Oh ok, so the “test set” would in my case be real time data, right?
The data I would read from a CSV would be data from our sensor that I will log this weekend. The data used at run time will be received via said sensor. I sadly can’t go into much detail how exactly this data looks but I can try an abstract version.
We receive messages from a different devices, multiple per second. These messages can be different types, let’s make up some that do not represent what data we really receive: X, Y, and Z.
We start at index i = 0; The sliding window is of size 10.

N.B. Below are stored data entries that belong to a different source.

PR #1386, opened 2024-07-11
GO-3756 add required internal relations to all sbtype of objects

requilence:
We should add requiredInternalRelations to all objects, even a system ones. Because we set some local details such as "syncStatus" or "spaceId" to them. Currently this leads to ignoring of changes and creating a snapshot


fat-fellow (changes requested):
tests

fat-fellow (approved):

fat-fellow (approved):

core/block/editor/state/state.go
```diff
@@ -1934,12 +1934,23 @@ func (s *State) SelectRoots(ids []string) []string {
 }
 
 func (s *State) AddBundledRelations(keys ...domain.RelationKey) {
-	links := make([]*model.RelationLink, 0, len(keys))
+	if len(keys) == 0 {
+		return
+	}
+	added := false
+	relLinks := s.GetRelationLinks()
```
deff7, line 1941: GetRelationLinks copies from parent state making optimization not so useful

PR #1393, opened 2024-07-14
GO-3674 Create file object on copying block to other space

KirillSto:
https://linear.app/anytype/issue/GO-3674/copy-file-blocks-between-spaces

On copying file blocks from one space to another we should create new file object with same hash and keys

### DIFF
--- a/core/block/editor/clipboard/clipboard.go
+++ b/core/block/editor/clipboard/clipboard.go
@@ -19,6 +19,7 @@ import (
 	"github.com/anyproto/anytype-heart/core/block/simple"
 	"github.com/anyproto/anytype-heart/core/block/simple/text"
 	"github.com/anyproto/anytype-heart/core/converter/html"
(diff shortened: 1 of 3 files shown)


core/block/editor/clipboard/clipboard.go
```diff
@@ -585,6 +589,34 @@ func (cb *clipboard) newHTMLConverter(s *state.State) *html.HTML {
 	return html.NewHTMLConverter(cb.fileService, s, cb.fileObjectService)
 }
 
+func (cb *clipboard) processFileBlock(f *model.BlockContentOfFile) {
+	if cb.fileObjectService == nil {
```
deff7, line 593: it have to be initialized at this moment

KirillSto: Removed this check

deff7 (approved):

PR #1395, opened 2024-07-15
GO-3765 membership: extra check for error + refactoring

AnthonyAkentiev:
Somehow cash ended up with returning error - 
cache_returned_error

---

---

- [ ] 🍕 Feature
- [x] 🐛 Bug Fix
- [ ] 📝 Documentation Update
- [ ] 🎨 Style
- [ ] 🧑‍💻 Code Refactor
- [ ] ✅ Test
- [ ] 🤖 Build
- [ ] 🔁 CI

### Added tests?

- [ ] 👍 yes
- [x] 🙋 no, because I need help

### Added to documentation?

- [ ] 📜 README.md


core/payments/payments.go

The array I am filling is created like this:
INDArray array = ND4j.create(10, 4) // 10 samples, 4 fields per sample
When I receive X or Y I set
temp_x_value = message.getData();
or
temp_y_value = message.getData();
When I receive Z messages I set
array.put(i, 0, temp_x_value);
array.put(i, 1, temp_y_value);
array.put(i, 2, message.getData());
i++; // Increase counter when receiving Z messages
now when the sliding window is full, I’d like to pass the data into the network and afterwards compare the tresholds with the output
normalizer.transform(array); // Normalizer is at this stage loaded from disk
INDArray output = model.outputSingle(array); // Do I want outputSingle() ? I need 1x4 array output
boolean valuesAreValid = true;
for (int n = 0; n < FEATURE_COUNT; n++) {
// I bet there is a better way?
valuesAreValid &= output.getDouble(n) <= tresholds.getDoubel(n);
}
After all this I set the index i to 0 again and put a new INDArray in arrays place. In reality we have multiple devices, which can dynamically register and unregister, so the INDArrays are attached to the “instances” of these connections. Something along the lines of:
Message message = receiveMessage();
int id = message.getDeviceId();
INDArray slidingWindow = devides[id].pushMessage(message); // The counting and buffer filling part
if (null != slidingWindow) {
bool deviceValid = detector.detect(slidingWindow); // The preprocessing and evaluation part
if(!deviceValid) {
deviceManager.signalInvalidDevice(id);
}
}
Now I have to admit, I’ve never worked with pandas before and as far as I understand ND4j is designed to be a Java version of said library. I am not sure if what I am doing with the INDArrays is correct.